## INFORMATION
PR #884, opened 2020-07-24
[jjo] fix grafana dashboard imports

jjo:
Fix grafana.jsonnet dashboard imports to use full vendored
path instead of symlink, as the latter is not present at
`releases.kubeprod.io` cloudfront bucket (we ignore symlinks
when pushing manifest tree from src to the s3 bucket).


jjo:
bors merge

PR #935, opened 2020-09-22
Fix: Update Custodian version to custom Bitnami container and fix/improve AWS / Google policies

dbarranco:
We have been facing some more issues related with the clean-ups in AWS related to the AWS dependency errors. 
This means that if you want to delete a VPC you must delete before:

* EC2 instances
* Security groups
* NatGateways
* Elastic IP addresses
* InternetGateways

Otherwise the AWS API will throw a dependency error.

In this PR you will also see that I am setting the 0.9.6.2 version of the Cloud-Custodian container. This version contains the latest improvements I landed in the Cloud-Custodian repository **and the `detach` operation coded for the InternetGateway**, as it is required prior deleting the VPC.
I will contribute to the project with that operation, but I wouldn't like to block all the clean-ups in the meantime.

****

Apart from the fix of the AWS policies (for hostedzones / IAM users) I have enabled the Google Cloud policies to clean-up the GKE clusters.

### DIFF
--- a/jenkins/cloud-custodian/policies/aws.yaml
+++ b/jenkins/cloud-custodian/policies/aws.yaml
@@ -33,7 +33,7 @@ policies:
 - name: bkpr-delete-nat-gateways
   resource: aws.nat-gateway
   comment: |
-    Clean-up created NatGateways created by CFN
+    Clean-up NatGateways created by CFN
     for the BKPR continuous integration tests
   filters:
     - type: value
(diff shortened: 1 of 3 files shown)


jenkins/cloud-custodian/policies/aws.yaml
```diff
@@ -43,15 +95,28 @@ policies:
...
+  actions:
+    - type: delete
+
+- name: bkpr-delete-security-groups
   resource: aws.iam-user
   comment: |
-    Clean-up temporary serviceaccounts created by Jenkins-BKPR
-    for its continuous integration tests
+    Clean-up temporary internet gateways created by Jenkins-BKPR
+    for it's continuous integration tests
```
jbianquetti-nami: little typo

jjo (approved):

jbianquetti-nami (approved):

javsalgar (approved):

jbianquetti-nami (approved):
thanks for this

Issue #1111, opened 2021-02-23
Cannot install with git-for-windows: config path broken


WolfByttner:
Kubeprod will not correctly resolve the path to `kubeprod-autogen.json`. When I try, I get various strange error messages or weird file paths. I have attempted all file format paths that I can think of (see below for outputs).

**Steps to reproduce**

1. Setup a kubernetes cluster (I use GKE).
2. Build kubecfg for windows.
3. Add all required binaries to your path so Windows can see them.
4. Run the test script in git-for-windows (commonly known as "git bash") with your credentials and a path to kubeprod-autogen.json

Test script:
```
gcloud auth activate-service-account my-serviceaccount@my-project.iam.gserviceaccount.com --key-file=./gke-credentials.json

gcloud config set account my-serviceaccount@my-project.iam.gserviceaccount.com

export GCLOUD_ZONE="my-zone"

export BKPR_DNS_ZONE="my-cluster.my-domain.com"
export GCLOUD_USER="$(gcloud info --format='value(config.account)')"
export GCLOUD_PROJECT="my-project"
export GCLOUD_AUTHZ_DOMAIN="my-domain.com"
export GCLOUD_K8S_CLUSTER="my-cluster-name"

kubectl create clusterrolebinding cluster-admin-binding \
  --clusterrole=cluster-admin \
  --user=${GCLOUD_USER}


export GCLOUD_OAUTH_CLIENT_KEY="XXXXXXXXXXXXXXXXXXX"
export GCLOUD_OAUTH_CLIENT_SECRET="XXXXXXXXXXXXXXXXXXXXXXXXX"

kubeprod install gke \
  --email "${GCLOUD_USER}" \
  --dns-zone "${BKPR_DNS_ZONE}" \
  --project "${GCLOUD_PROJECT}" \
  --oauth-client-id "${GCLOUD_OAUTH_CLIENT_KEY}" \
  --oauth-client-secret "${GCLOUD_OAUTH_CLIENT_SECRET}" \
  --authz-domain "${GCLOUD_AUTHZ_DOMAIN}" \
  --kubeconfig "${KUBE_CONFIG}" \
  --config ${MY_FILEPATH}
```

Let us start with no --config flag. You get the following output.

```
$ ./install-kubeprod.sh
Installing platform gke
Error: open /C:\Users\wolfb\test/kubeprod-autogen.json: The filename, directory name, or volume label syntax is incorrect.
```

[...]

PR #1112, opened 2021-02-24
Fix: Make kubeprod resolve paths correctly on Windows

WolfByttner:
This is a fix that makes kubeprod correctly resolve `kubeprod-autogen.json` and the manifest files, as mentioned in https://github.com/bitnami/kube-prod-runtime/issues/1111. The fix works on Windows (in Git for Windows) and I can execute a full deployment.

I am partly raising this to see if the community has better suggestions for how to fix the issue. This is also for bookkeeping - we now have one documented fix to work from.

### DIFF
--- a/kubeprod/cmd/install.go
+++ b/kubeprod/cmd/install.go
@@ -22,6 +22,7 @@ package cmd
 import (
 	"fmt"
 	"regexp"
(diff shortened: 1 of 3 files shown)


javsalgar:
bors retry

## TASK STATEMENT
The answer should be the first line of the material and every line after it through the line containing "We have been", exactly as written, and nothing else.

## RESULT FOR THIS TASK
PR #884, opened 2020-07-24
[jjo] fix grafana dashboard imports

jjo:
Fix grafana.jsonnet dashboard imports to use full vendored
path instead of symlink, as the latter is not present at
`releases.kubeprod.io` cloudfront bucket (we ignore symlinks
when pushing manifest tree from src to the s3 bucket).


jjo:
bors merge

PR #935, opened 2020-09-22
Fix: Update Custodian version to custom Bitnami container and fix/improve AWS / Google policies

dbarranco:
We have been facing some more issues related with the clean-ups in AWS related to the AWS dependency errors. 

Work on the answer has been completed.